Monday, August 28, 2006

Agreement between California Digital Library and Google

The Chronicle of Higher Education has an article about the agreement between the California Digital Library (CDL) and Google. The article includes a pointer to the actual contract. Thankfully, the Chronicle has read the contract and tell us:
According to the document, the university will provide at least 2.5 million volumes to Google for scanning, starting with 600 books a day and ratcheting up over time to 3,000 volumes a day. Materials pulled for scanning will be back on the shelves of their libraries within 15 days.
The contract outlines who will pay for what between Google and CPL, how each party can use the digitized materials, and how branding will be handled.

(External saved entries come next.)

PR #36398, opened 2026-06-28
refactor(memory): make in-process memory worker stop self-contained, drop bgRefs

dvargasfuertes:
## Prompt / plan

The last getter arg on `installShutdownHandlers` — `getMemoryWorker`.

The in-process memory jobs supervisor returned by `startMemoryJobsWorker()` was stashed in a mutable `bgRefs` slot and exposed to the shutdown handler via a `getMemoryWorker()` getter:

```ts
const bgRefs = { memoryWorker: null };
bgRefs.memoryWorker = startMemoryJobsWorker();
installShutdownHandlers({ …, getMemoryWorker: () => bgRefs.memoryWorker });
```

This moves the handle into the `jobs-worker` module:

Everyone will find something of interest in this document. What I find interesting is that the books can go off-site to a site selected by Google for digitization. (The agreement uses the words "provided by" and "controlled by", but does not say "owned by.") The external facility will be named in the project plan. The agreement also says:
Google will use reasonable commercial efforts to ensure that Selected Content is returned within ten (10) business days of its being scanned or after a determination is made by Google that Selected Content will not be scanned. Notwithstanding the foregoing, Google agrees that no materials in a Project will be off University's shelves for longer than fifteen (15) business days or for a longer period as may be specified in the Project Plan.
I know of a facility that was bulking up during the spring and was hiring more technicians to do actual digitization; all in anticipation of a project that was coming. There is nothing out in public that connects this contract with that facility/vendor, so I'll not publicly tie the two together, since it may be pure coincidence. However, I would have to wonder about the impact on 3,000 books a day on any digitization facility. How many book scanners -- running 24/7 -- would you need? Even if the scanners are doing 1,200 - 3,000 pages per hour, that is a tremendous load. (The automated book scanners by Kirtas and 4DigitalBooks fall within that range.)

Of course, the confidentiality portion of the agreement will ensure that we may not know how things proceed and what problems (or successes) they have. Will they really be able to do 3,000 books per day? Maybe someone will give us a clue.

Technorati tags: ,


Anonymous said...

The Kirtas machines are being used for the MS digitization deal. However, they only get about 600 pages per hour from each 2400 machine, when image processing / Q.A / image cleanup is taken into account. That's what the Internet Archive gets from it's manual scanners, $25,000 versus $189,000, it's not hard to see why the Kirtas machines aren't exactly flying off the shelves.

Jill Hurst-Wahl said...

It's Jan. 31, 2008 and I have finally approved the comment above. Why did it take so long? Honestly, I had several comments waiting to be moderated that I really needed to think about. I want comments to be honest as well as true. In this case, the commenter notes that "Kirtas machines aren't exactly flying off the shelves", however, I think we need to think about the word "flying." Kirtas is obviously selling machines and creating newer models. From what I can tell, they are selling more machines that we (the public) are aware of.

It is important to realize that every book digitization machine has its market. A machine that costs $189,000 may be perfect for a particular project or service bureau, while a less expensive book digitizer may be better for someone else.